Son retour inat­ten­du à Kigali en est le déclencheur : en avril 2000, elle est invitée à y présen­ter son livre lors de « Fes­t’Africa — Rwan­da 2000 : écrire par devoir de mémoire». Elle té­moigne, avec des intel­lectuels et des écri­vains africains qui tous ont écrit sur le géno­cide, et surtout, elle les écoute chercher des voies pour « s’ap­procher de l’innomma­ble » et l’empêcher de se repro­duire. Elle aus­si cherche à com­pren­dre et en tire un réc­it où elle explore « la bar­barie par­tagée ». Avec justesse et sans pré­ten­tion. Avec vérité, comme l’en remer­cie dans sa pré­face Yolande Muk­a­gasana. Le retour sur son passé de blanche vivant en Afrique et la décou­verte du Rwan­da d’au­jourd’hui, après l’hor­reur et le départ défini­tif de beau­coup d’Oc­ci­den­taux, la mènent à dire l’im­pos­ture, les men­songes et la com­plic­ité des struc­tures colo­niales et de l’Église d’abord, puis des struc­tures inter­na­tionales et de la « Coopéra­tion », qui per­me­t­tait à beau­coup d’Oc­ci­den­taux de per­pétuer une «

espèce de tra­di­tion vivante du colo­nial­isme ». « En même temps que l’avion », écrit-elle, « mes illu­sions sont tombées : ce n ‘est pas pour l’Afrique que nous y sommes. Ca ne l’a jamais été. » Aujour­d’hui, Monique Bernier décou­vre avec un heureux trou­ble que les Rwandais sont chez eux, dans leurs hôtels, leurs villes, leur pays. Fini le temps de « l’a­partheid ta­cite », les Blancs ne jouis­sent plus (en tout cas moins) de statuts priv­ilégiés, basés sur des « ségré­ga­tions inex­primées ». Mais de ce qui s’est passé, per­son­ne n’est indemne : les sou­venirs et la peur que « ça » recom­mence empris­on­nent les Rwandais, explique Gogo, l’amie retrou­vée.

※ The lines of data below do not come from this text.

PR #1810, opened 2019-09-01
backend/drm: refresh connector props on scan

### LINKED ISSUE #1807: DRM connector properties not updated on hotplug
A DRM hotplug event means "refresh all your state". However we only look at connector status and link-status, and we don't update anything else.

This is an issue for e.g. an EDID change during suspend where the connector stays connected but its EDID is updated (user suspends, unplugs, replugs, resumes).

Emantor:
Instead of refreshing the properties only on DISCONNECT/CONNECT, always
refresh them during a connector scan.

Fixes #1807

Signed-off-by: Rouven Czerwinski <rouven@czerwinskis.de>


Emantor:
Needs testing, but I don't have a hotpluggable display on the train :smile: Will test once I arrive home.

backend/drm/drm.c
```diff
@@ -1255,6 +1255,15 @@ void scan_drm_connectors(struct wlr_drm_backend *drm) {
 			}
 		}
 
+		memset(&wlr_conn->props, 0, sizeof(wlr_conn->props));
```
emersion: We can do all of this only if `drm_conn->connection == DRM_MODE_CONNECTED`. There's no point in doing it for disconnected connectors.

backend/drm/drm.c
```diff
@@ -1255,6 +1255,15 @@ void scan_drm_connectors(struct wlr_drm_backend *drm) {
...
+		get_drm_connector_props(drm->fd, wlr_conn->id, &wlr_conn->props);
+
+		size_t edid_len = 0;
+		uint8_t *edid = get_drm_prop_blob(drm->fd,
+			wlr_conn->id, wlr_conn->props.edid, &edid_len);
+		parse_edid(&wlr_conn->output, edid_len, edid);
```
emersion: We need to signal the fact that the EDID changed, if it changed. I think the easiest way to do it is by removing and re-adding the connector.

Emantor: Wouldn't this also mean that the optimization to not modeset existing outputs is lost? If I remove and re-add the connector, a new crtc will get allocated and the compositor has to restart rendering on the new output.

emersion: When the EDID changes, it means the monitor has been swapped, ie. supported resolutions changed. Maybe we can skip modesets if `memcmp(cur_mode, new_mode) == 0`?

emersion:
Also need to reload the list of modes.

backend/drm/drm.c
emersion: Note: we only need to signal if something has changed.

Emantor:
I have thought about this and its probably easiest to retrieve edid for the current drm connectors, remove the connectors with mismatched edid and let the function allocate new ones. This way we keep the mode and crtc and only remove mismatched connectors. IDK if edid is the correct blob to match on, I'd be happy if there is another way.

Emantor:
This now parses the edid and compares to the existing make, model and serial.

backend/drm/drm.c
```diff
@@ -1185,11 +1186,27 @@ void scan_drm_connectors(struct wlr_drm_backend *drm) {
...
 			index++;
 			if (c->id == drm_conn->connector_id) {
-				wlr_conn = c;
+				union wlr_drm_connector_props drm_props;
+				struct wlr_output drm_output;
+				get_drm_connector_props(drm->fd, drm_conn->connector_id, &drm_props);
+				edid = get_drm_prop_blob(drm->fd,
+					drm_conn->connector_id, drm_props.edid, &edid_len);
+				parse_edid(&drm_output, edid_len, edid);
+				if (strcmp(wlr_conn->output.make, drm_output.make) == 0 &&
```
emersion: Instead of comparing the make/model/serial, I'd compare the blob ID. Some manufacturers don't fill make/model/serial correctly: two different screens (ie. different modes, size, etc) can have the same make/model/serial.

backend/drm/drm.c
```diff
@@ -1191,7 +1191,19 @@ void scan_drm_connectors(struct wlr_drm_backend *drm) {
...
+				union wlr_drm_connector_props cur_props, new_props;
+				uint64_t cur_blob, new_blob;
+				wlr_log(WLR_DEBUG, "c->id: %d, drm_conn->id: %d", c->id, drm_conn->connector_id);
+				get_drm_connector_props(drm->fd, c->id, &cur_props);
+				get_drm_connector_props(drm->fd, drm_conn->connector_id, &new_props);
+				get_drm_prop(drm->fd, c->id, cur_props.edid, &cur_blob);
+				get_drm_prop(drm->fd, drm_conn->connector_id, new_props.edid, &new_blob);
 				wlr_conn = c;
+				if (cur_blob != new_blob)
+				{
```
ddevault: style, move { to same line as )

Emantor:
FWIW: this currently also requires a patches kernel with the series in https://patchwork.freedesktop.org/series/62816/ applied. I'll see if I can built a proper kernel to test today.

Sur les traces de Vénérand, le presque frère, soupçon­né de par­tic­i­pa­tion au géno­cide, Monique voit d’autres consé­quences de la haine orchestrée : les familles broyées par la mis­ère après la mort, les riva­lités sociales et régionales, le piège eth­nique, auquel elle se laisse pren­dre elle-même, le poi­son de la divi­sion, qui mène à caté­goris­er indis­tincte­ment les uns comme bour­reaux, les autres comme vic­times. Et le tra­vail de jus­tice et de vérité, titanesque et indispen­sable, qui a com­mencé de s’ac­com­plir et qui seul per­me­t­tra à tous les Rwandais plus que de se « réc­on­cili­er », de se retrou­ver.

Elle dit aus­si le pou­voir ter­ri­ble des mots. Les mots de haine qui ont tué, vom­is dans la radio et les pam­phlets, les mots men­songes du révi­sion­nisme pro­tégé par des nos­tal­giques de priv­ilèges per­dus. Le silence de ceux qui taisent leurs plaies pour ne pas attis­er les brû­lures des autres, parce qu’ils pensent que « le silence tue la souf­france ». Les hurlements des morts, con­traints de s’ex­pos­er sur les lieux de leur sup­plice « pour le rap­pel de l’in­hu­man­ité des vivants ». Les mots d’hu­man­ité qu’il est urgent que les Rwandais retrou­vent, pour se « recon­naître eux-mêmes, recon­naître leur passé, leur imag­i­naire, leurs désirs. Ne plus laiss­er à d’autres le soin de s’ex­primer à leur place ». Une parole vraie qu’il importe que nous re­trouvions tous, parce que « la guéri­son du Rwan­da, c’est notre guéri­son ».